In the same instant, the second Guardia Civil man, the older one, fired at the man behind Alex. He got off a barrage of shots from his automatic pistol. Some of them flew directly over her prone body at the Asian. But he must have missed with every one of them because the shots from behind her kept coming in return.

Four, five, six of them. Several of the bullets impacted across the Guardia Civil man’s chest. He reeled and spun. But the final shot from behind Alex was the coup de grace. It hit the man square in the center of the face.

Alex, cringing, unable to pull her gaze away, had an excellent view. The final bullet blew away the left side of the man’s skull. The hat flew away, as did a bloody mass of brain and pulp.

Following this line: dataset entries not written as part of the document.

PR #344, opened 2016-09-16
Update to the riff-raff.yaml proposal

adamnfish:
This commit addresses the points I raised in my review of [the `riff-raff.yaml` proposal PR](https://github.com/guardian/riff-raff/pull/342).
* handles missing required fields in deployments
* makes use of scalatest's EitherValues trait
* passes a context in the Left of the Either to enable display of which block the error refers to

It also:
* simplifies the DeploymentResolver logic
* separates the models from the business logic
* documents the DeploymentOrTemplate model

### DIFF
--- a/magenta-lib/src/main/scala/magenta/input/DeploymentResolver.scala
+++ b/magenta-lib/src/main/scala/magenta/input/DeploymentResolver.scala
@@ -1,68 +1,67 @@
 package magenta.input
 
-import play.api.libs.json.JsValue
-
-case class Deployment(
-  name: String,
-  `type`: String,
-  stacks: List[String],
-  regions: List[String],
-  dependencies: List[String],
-  app: String,
-  contentDirectory: String,
-  parameters: Map[String, JsValue]
-)
 
 object DeploymentResolver {
   val DEFAULT_REGIONS = List("eu-west-1")
 
-  def resolveDeployment(name: String, deployment: DeploymentOrTemplate, yaml: RiffRaffYaml): Either[List[String], DeploymentOrTemplate] = {
-    val missingDeps = yaml.missingDependencies(deployment.dependencies.getOrElse(Nil))
-    if (missingDeps.nonEmpty)
-      Left(missingDeps.map(dep => s"Missing dependency $dep in $name"))
-    else {
-      deployment match {
-        case deployment @ DeploymentOrTemplate(Some(deploymentType), None, stacks, regions, _, _, _, _) =>
-          // terminating case - apply any default stacks and regions
-          val deploymentWithGlobalDefaults = deployment.copy(stacks = stacks.orElse(yaml.stacks), regions = regions.orElse(yaml.regions))
-          Right(deploymentWithGlobalDefaults)
-
-        case template @ DeploymentOrTemplate(None, Some(templateName), stacks, regions, app, contentDirectory, dependencies, parameters) =>
-          // template case - recursively resolve
-          for {
-            template <- yaml.templates.flatMap(_.get(templateName))
-              .toRight(List(s"Template with name $templateName (specified in $name) does not exist")).right
-            resolved <- resolveDeployment(templateName, template, yaml).right
-          } yield {
-            DeploymentOrTemplate(
-              resolved.`type`,
-              None,
-              stacks.orElse(resolved.stacks),
-              regions.orElse(resolved.regions),
-              app.orElse(resolved.app),
-              contentDirectory.orElse(resolved.contentDirectory),
-              dependencies.orElse(resolved.dependencies),
-              Some(resolved.parameters.getOrElse(Map.empty) ++ parameters.getOrElse(Map.empty))
-            )
-          }
-      }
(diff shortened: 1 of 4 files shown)


magenta-lib/src/main/scala/magenta/input/DeploymentResolver.scala
```diff
@@ -1,68 +1,67 @@
...
+    } yield {
+      Deployment(
+        name              = label,
+        `type`            = deploymentType,
+        stacks            = stacks,
+        regions           = templated.regions.orElse(globalRegions).getOrElse(DEFAULT_REGIONS),
+        app               = templated.app.getOrElse(label),
+        contentDirectory  = templated.contentDirectory.getOrElse(label),
+        dependencies      = templated.dependencies.getOrElse(Nil),
+        // TODO? do we need to validate required parameters here,
```
adamnfish: Any thoughts on this?

magenta-lib/src/main/scala/magenta/input/models.scala
```diff
@@ -0,0 +1,55 @@
+package magenta.input
+
+import play.api.libs.json.{JsValue, Json, Reads}
+
+
+case class RiffRaffDeployConfig(
```
adamnfish: There's nothing yaml specific about this class, so I've proposed changing its name. Not particularly wedded to this one, suggestions welcome.

magenta-lib/src/main/scala/magenta/input/DeploymentResolver.scala
sihil: I think the earlier the better for this. I think at this stage we should validate everything that doesn't require knowledge of available types or valid parameters. The dependencies don't require that knowledge so I think this is the right place to do it.

There are definitely more validations to do later, but I don't think this is one of them.

sihil: Totally mis-read that. No - I don't think we should validate deployment types or parameters here. At this stage we are just creating deployment types. We should validate that dependencies exist.

magenta-lib/src/test/scala/magenta/input/DeploymentResolverTest.scala
```diff
@@ -259,27 +249,22 @@ class DeploymentResolverTest extends FlatSpec with ShouldMatchers {
     )
     val deployments = DeploymentResolver.resolve(yaml)
     deployments.size should be (1)
-    deployments.head.isLeft should be(true)
-    val errors = deployments.head.left.get
-    errors should be(List("Template with name nonExistentTemplate (specified in test) does not exist"))
+    deployments.head.left.value should be("test" -> "Template with name nonExistentTemplate does not exist")
   }
 
-  it should "report missing dependencies" in {
```
sihil: Think we should keep this test.

magenta-lib/src/main/scala/magenta/input/models.scala
sihil: That name is fine by me.

magenta-lib/src/main/scala/magenta/input/models.scala
```diff
@@ -0,0 +1,55 @@
...
+  *
+  * @param `type`           The type of deployment to perform (e.g. autoscaling, s3).
+  * @param template         Name of the custom deploy template to use for this deployment.
+  * @param stacks           Stack tags to apply to this deployment. The deployment will be executed once for each stack.
+  * @param regions          A list of the regions in which this deploy will be executed. Defaults to just 'eu-west-1'
+  * @param app              The `app` tag to use for this deployment. By default the deployment's key is used.
+  * @param contentDirectory The path where this deployment is found in the build output. Defaults to app.
+  * @param dependencies     This deployment's execution will be delayed until all named dependencies have completed. (Default empty)
+  * @param parameters       Provides additional parameters to the deployment type. Refer to the deployment types to see what is required.
+  */
```
sihil: 👍 for the docs. ultimately we need to work out how to present this to users.

magenta-lib/src/test/scala/magenta/input/DeploymentResolverTest.scala
adamnfish: How does it differ to the one above?

"Give a useful message if it fails to resolve a dependency"

magenta-lib/src/main/scala/magenta/input/DeploymentResolver.scala
adamnfish: Yep, that was my thought as well, just wanted to check it here. I'll take the comment out in the office.

adamnfish:
Oops, I only tested the `lib` project locally. Presumably it's the class name change, I'll fix the build in the office.

magenta-lib/src/test/scala/magenta/input/DeploymentResolverTest.scala
sihil: The former is about templates and the latter is about dependencies. Two different concepts and I think it's useful to distinguish between the errors.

The body spun wildly, spasmed, tumbled over the rear trunk of the car, and rolled wildly into the Calle de la Paz.

Two dozen shots must have been fired, all in the space of a few seconds. Everything was quiet for a moment. Then Alex heard the footsteps from behind approaching her.

Alex turned her head, gasping for breath, a hot sweat soaking her, convinced that the death that she had evaded in Kiev would now find her on a Madrid sidewalk several minutes past midnight on a warm summer night.

She slowly rose with her hands against the sidewalk. Her eyes widened at the vision behind her. Bathed by the light from a streetlamp, the gunman behind her stepped forward. There was a pistol at the end of each arm.

The vision was surreal. He had carried the weapons much as he had fired them, with a precision and carriage that was almost inhuman. No wonder he had been able to fire off so many rounds at once. He had been firing with two weapons at once. But the accuracy had been as astonishing as the speed. He stood no more than twenty feet from her. And now a revised realization. He wasn’t with the fake cops at all.

Yet before him now, she was helpless. Sweat poured off her.

“Go ahead,” she said, reverting to English.